L'Oréal-Unesco Jeunes Talents 2023 prize goes to Margaux Zaffran
Crédits photos : Clémence Losfeld

As far back as she can remember, nothing predestined Margaux Zaffran for scientific research. "It was a series of significant circumstances that guided my choices", says the 3rd year PhD student at the Center for Applied Mathematics (CMAP : a joint research unit CNRS, Inria, École Polytechnique, Institut Polytechnique de Paris ). From her school teacher, who instilled in her a passion for particle physics and astrophysics, to her admission at ENSTA Paris, where she turned her attention to the field of energy, then to the teaching assistant who made her aware of statistics - "they enable me to model faithfully the world around me and to understand it" - her career is rich in these encounters that forge a future.

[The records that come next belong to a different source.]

Issue #371, opened 2024-10-08
RVV/R5V implementation and optimization


ken-unger:
Hi @rdolbeau 

We’ve recently been using your risc-v optimized fftw3 implementation found in https://github.com/rdolbeau/fftw3/tree/riscv-v-clean

I’m interested in your assessment of the opportunity for further optimization of the vector implementation within simd-support/simd-r5v.h.   Is there additional work that might make sense here, or do you believe you have achieved most of the gains?  For example, I see that lmul=1 (m1) is used whereas I would have anticipated a higher lmul might be possible.  Or perhaps that has been explored already and rejected.

Any thoughts appreciated.

Thanks,
Ken

rdolbeau:
FFTs (including FFTW3's codelets) tend to require a lot of registers unless quite small. Anything that increase register pressure, including split-mode and larger LMUL (which is effectively equivalent to unrolling for this use case), are likely to cause excessive spillage of registers which will degrade performance. Also, some instructions do not like larger LMUL performance-wise - `vrgather` in particular is likely to misbehave in many implementations (e.g. it takes a time quadratic with LMUL on the SpacemiT K1).

Nonetheless, there's certainly room for improvements (it has only been tested on my K1), but I'd say currently the compilers should be the primary target. I'm attaching a subset of benchmarks on the K1, and as a remark:

(a) gcc (blue/cyan) is better than LLVM (red/orange) overall
(b) gcc is better when using the 'interleaved' representation ('r5v') than when using the 'split' representation ('r5vsplit')
(c) llvm is better when using the 'split' representation than when using the 'interleaved' one

There should be a more consistent behavior of the software stack before doing much more tuning on the library itself. This is gcc-14 and clang-16 from a recent Debian Sid, so it's not an up-to-date issue (though LLVM moves quickly). A quick glance at the ASM suggest that excessive spillage is already an issue in some of the slower variants. Under a similar test setup, the SVE implementation is much more stable in behavior across compilers.

[doit.ALL.double.1d.drxx.p2.pdf](https://github.com/user-attachments/files/17291023/doit.ALL.double.1d.drxx.p2.pdf)

matteo-frigo:
Register pressure is a complicated issue for which we had a more-or-less "optimal" solution that worked at some point and may have been broken by more recent compilers.

[...]

PR #377, opened 2025-02-05
Merging of RISC-V V1.0 support.

rdolbeau:
This is a cleaned-up version of branch riscv-v from rdolbeau/fftw3.

No scalability, this is using multiple sets of masked operations to support all width multiple of 128 bits.
This goes up to 16384 bits to support the EPAC VPU design.

This is now using the official V1.0 intrinsics, and was tested with gcc-14 and clang-18. It can bes tested on qemu, or on hardware with V1.0 support. It was thoroughly tested on a BananaPi F3 with a Spacemit K1 SoC, which supports V1.0 with 256-bits registers.

The code was originally based on the SVE code and used EPI intrinsics. It was further refined on my bannapi f3, and some improvements were inspired by the code from #279, and is faster overall on the F3 (see a sample graph in #371)

It's currently still using the generated vtw.h, it still need to use the same macro-based approach as upstream's merged SVE (see commit 126e3b9)


rdolbeau:
@matteo-frigo :

This contains both the "standard" implementation (with real & imaginary part stored interleaved in a single vector register) and the "split" implementation (with the real and imaginary part stored in two different registers). However, only the "standard" is sued for now - testing the split requires the manual step of copying over the file. In theory, both could be enabled at the same time, but that would be a lot of codelets. The "split" is very register-intensive doesn't play well with larger codelets, hence the choice of "standard" by default. Feedback welcome.

rdolbeau:
Test release (with all codelets pre-generated) available in https://github.com/rdolbeau/fftw3/releases/tag/r5v-test-release-005

sh-zheng:
Great work!

This branch is now using "r5v" as its arch tag. May the "rvv" be relatively more often used? Or according to the "V" specificion, the Zvl128b/256b... may be more official?

I find that the arch tag in OpenBLAS uses Zvl128b/256b

simd-support/simd-r5v.h
```diff
@@ -0,0 +1,473 @@
...
+}
+
+static inline V FLIP_RI(const V x) {
+	Vint idx = TYPEINT(vid_v)(2*VL); // (0, 1, 2, 3, ...)
+	//Vint vone = TYPEINT(vmv_v_x)(1, 2*VL);
+	Vint hidx = TYPEINT(vxor_vx)(idx, 1, 2*VL); // (1, 0, 3, 2, ...)
+	return TYPE(vrgather_vv)(x, hidx, 2*VL);
+}
+
+#define VNEG(a)   TYPE(vfsgnjn_vv)(a,a,2*VL)
```
sh-zheng, line 136: Could be simplified as vfneg_v

simd-support/simd-r5v.h
```diff
@@ -0,0 +1,473 @@
...
+//#define VONE  VLIT1(DS(1.,1.f))
+//#define VMINUSONE VLIT1(DS(-1.,-1.f))
+// generate (all 1, 0, all 1, 0, ...) to split real and imagine parts
+#define VPARTSPLIT TYPEINT(vsub_vx)(TYPEINT(vand_vx)(TYPEINT(vid_v)(2*VL), 1, 2*VL), 1, 2*VL)
+
+static inline V VDUPL(const V x) {
+	Vint idx = TYPEINT(vid_v)(2*VL); // (0, 1, 2, 3, ...)
+	//Vint vnotone = TYPEINT(vmv_v_x)(DS(~1ull,~1), 2*VL);
+	Vint hidx = TYPEINT(vand_vx)(idx, DS(~1ull,~1), 2*VL); // (0, 0, 2, 2, ...)
+	return TYPE(vrgather_vv)(x, hidx, 2*VL);
```
sh-zheng, line 120: The index of destination of vrgather_vv depends on the value in vector reg, which makes it relatively unpredictable for compiler/microarchitecture. May the vslide instruction have a more regular behaviour and better performance?

simd-support/simd-r5v.h
```diff
@@ -0,0 +1,473 @@
...
+
+static inline V VZMULIJ(V tx, V sr)
+{
+    V tr = VDUPL(tx);
+    V ti = VDUPH(tx);
+    ti = VMUL(ti, sr);
+    sr = VBYI(sr);
+    return VFMA(tr, sr, ti);
+}
+#else
```
sh-zheng, line 212: VZMULJ, VZMULI, and VZMULIJ in else macro are the same as them in if macro, so they may be coalesced

simd-support/simd-r5v.h
```diff
@@ -0,0 +1,473 @@
...
+#define VFMSCONJ(b,c)  VFMACONJ(b,VNEG(c)) // fixme: improve
+#define VFNMSCONJ(b,c) VNEG(VFMSCONJ(b,c)) // fixme: improve
+
+#if 1
+static inline V VCONJ(const V x) {
+	Vint idx = TYPEINT(vid_v)(2*VL); // (0, 1, 2, 3, ...)
+	//Vint vone = TYPEINT(vmv_v_x)(1, 2*VL);
+	Vint hidx = TYPEINT(vand_vx)(idx, 1, 2*VL); // (0, 1, 0, 1, 0, 1)
+	//return TYPEMASK(vfsgnjn_vv)(x, x, x, INT2MASK(hidx), 2*VL);
+	return TYPEMERGEDMASK(vfsgnjn_vv)(INT2MASK(hidx), x, x, x, 2*VL);
```
sh-zheng, line 155: The mask register is scarce resource in rvv, and mask undisturbed policy may hinder out-of-order execution. So the unmask version may have benefits.

matteo-frigo:
Can we take a more "practical" approach to the vector length, and only support lengths for which silicon actually exists, and maybe twice that for good measure?  Or is there any actual 16384-bit silicon?

If you could replace the vtw.h thing with the new macros it would be great.

rdolbeau:
> Can we take a more "practical" approach to the vector length, and only support lengths for which silicon actually exists,
> and maybe twice that for good measure? Or is there any actual 16384-bit silicon?

There is, actually, though it's research silicon for now. The European Processor Initiative (EPI) test chips EPAC v1.0 and [v1.5](https://www.european-processor-initiative.eu/european-processor-initiative-announces-the-successful-bring-up-of-the-epac1-5-acceleration-chip/) contain a 16384-bits (VL=256 @ 64 bits) vector unit (VPU). It's only v0.7.1 of the specifications in those, but the next tape-out in a different European project will support v1.0 instead. In fact, it's the hardware for which the code was originally written (way back with EPI-specifics intrinsics). There's also a FPGA-based Software Development Platform for EPI partners.

That being said, I agree that he wider vectors are not likely to be useful to the general public and are bloating the libraries. A solution could be to add a "--max-scalable-width" option for SVE and RISC-V, probably defaulting to 512 (A64FX width), that would only build the codelets up to that size. That would avoid the bloat of unused codelets. The extra files/directories needed to support the additional width in the source code are quite small and very similar so probably not an issue. Then users with specifics requirements can rebuild with the appropriate value for more "exotic" hardware.

> If you could replace the vtw.h thing with the new macros it would be great.

I'll try to do it ASAP, but I wanted to bring the code forward now that SVE is merged (so the principle seems sound) and hardware is actually available commercially, even if with limited width.

I do still wonder if the scalable vector, or in fact all SIMD with proper mask support, couldn't be used more efficiently. Given the current usage model of SIMD in FFTW3, in theory it should be possible to implement the codelets with the internal loop in scalable/masked mode, i.e. replace (here from n1fv_16.c):
```
/* VL is a compile-time constant */
for (i = v; i > 0; i = i - VL, xi = xi + (VL * ivs), xo = xo + (VL * o
vs), MAKE_VOLATILE_STRIDE(32, is), MAKE_VOLATILE_STRIDE(32, os)) {
/* code goes here */
```
by something like
```
/* dynamic_VL set to the hardware length */
for (i = v; i > 0; i = i - dynamic_vl, xi = xi + (dynamic_VL * ivs), xo = xo + (dynamic_VL * o
vs), MAKE_VOLATILE_STRIDE(32, is), MAKE_VOLATILE_STRIDE(32, os)) {
/* here, build a mask so if (v % dynamic_VL) is non-zero the last iteration is appropriately masked */
/* masked code goes here */
```

Alternatively, it could be two loops, an unmasked main loop while `i` is larger or equal than `dynamic_VL`, and a single-iteration, masked reminder loop.

However, VL is baked into other places used by the planner infrastructure, and I'm not sure how easy/achievable that would be. But it would be cleaner and would enable more use cases for SIMD, as this can be used to implement any number of iterations rather than just multiple of VL. AVX-512 (and newer) would also potentially benefits has it can be masked just as well.

matteo-frigo:
Re: 16384 bits.   I would do something like --enable-sve enables <= 512 or whatever is a reasonable upper bound today, and --enable-large-sve enables <= 16384.  Basically pretend it's another SIMD architecture.  I don't feel strongly about this, though.  Let's try to capture the practical common case + the exceptional case.

Re: dynamic VL.  As you may have surmised, our SIMD theory is a bit long in the tooth.  We hacked something when there was only SSE and 3DNow!, then SSE2 came and the rest is history.  I would probably leave the existing SIMD stuff alone and create a new set of codelets.  Thus we could have scalar/, simd/, and dynsimd/ codelets.  The scalar/ codelets are already "vectorized" in the sense that they compute a vector of transforms, not just one.  If I am reading what you say correctly, the dynsimd/ codelets would be the same as scalar, except perhaps with some restrictions on the strides.  Every "genus" of codelets defines a function okp() that tells the planner whether or not the codelet is applicable, so this restriction would be easy to capture.

simd-support/simd-r5v.h
ChipKerchner: vfneg.v vd, v[op1] // == vfsgnjn.vv vd, v[op1], v[op1]

rdolbeau:
@matteo-frigo Sorry, real life interfered and I've forgotten to deal with this. Now, someone (@hugomeiland) has proposed a patch to my branch which implements you request, and after looking at it, it LGTM (it's mostly mechanical stuff and alignment with the current SVE version) and I'm inclined to merge it on my branch. However, the patch being written with the help of AI, I'm not sure that it will be acceptable to FFTW in general.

The L'Oréal-Unesco Jeunes Talents France award she has just received confirms this promising trajectory and echoes her commitment to women in science. "I've often worked with high-school girls to instill in them a taste for science and to promote the role of women in this field. This prize can encourage women to overcome the self-censorship associated with the apprehension of working in a very male-dominated environment. Making science more feminine also means multiplying points of view and enriching exchanges", she emphasizes.

Reducing uncertainties

And the facts are there. On a day-to-day basis, Margaux Zaffran is committed to making her work socially useful. As part of her thesis, she is developing a method for assigning a reliability indicator to the prediction models used by electricity market players. She uses probabilistic reasoning to quantify the uncertainty surrounding the forecasts provided by these models.

"For example, I'm told that a megawatt-hour (MWh) of electricity will cost €92 at 6pm tomorrow. How sure can I be of this? Rather than a single prediction, I establish a region of confidence around this data. I then know that there's a 90% chance that on that date, the price per MWh will be between €88 and €100," explains the researcher. This view of the market is crucial for exchanges between energy producers and suppliers. It makes it possible to fine-tune electricity production, reduce storage and distribution costs, and ultimately, cut related carbon emissions.

A wide range of applications

The method can be transposed to a wide range of fields, and will shortly be tested in medicine (in collaboration with Traumabase, a French trauma observatory collecting data from severely traumatized patients for health and scientific purposes). "The aim will be to reliably assess the risk of hemorrhagic shock when transferring an accident patient to hospital by ambulance. The data captured in real time will result in a confidence indicator that will determine, for example, whether it is appropriate to thaw a blood bag or prepare specific equipment and resources. This is an asset in terms of inventory management and improving patients' chances of survival", concludes the young woman whose work will never be far from our everyday lives.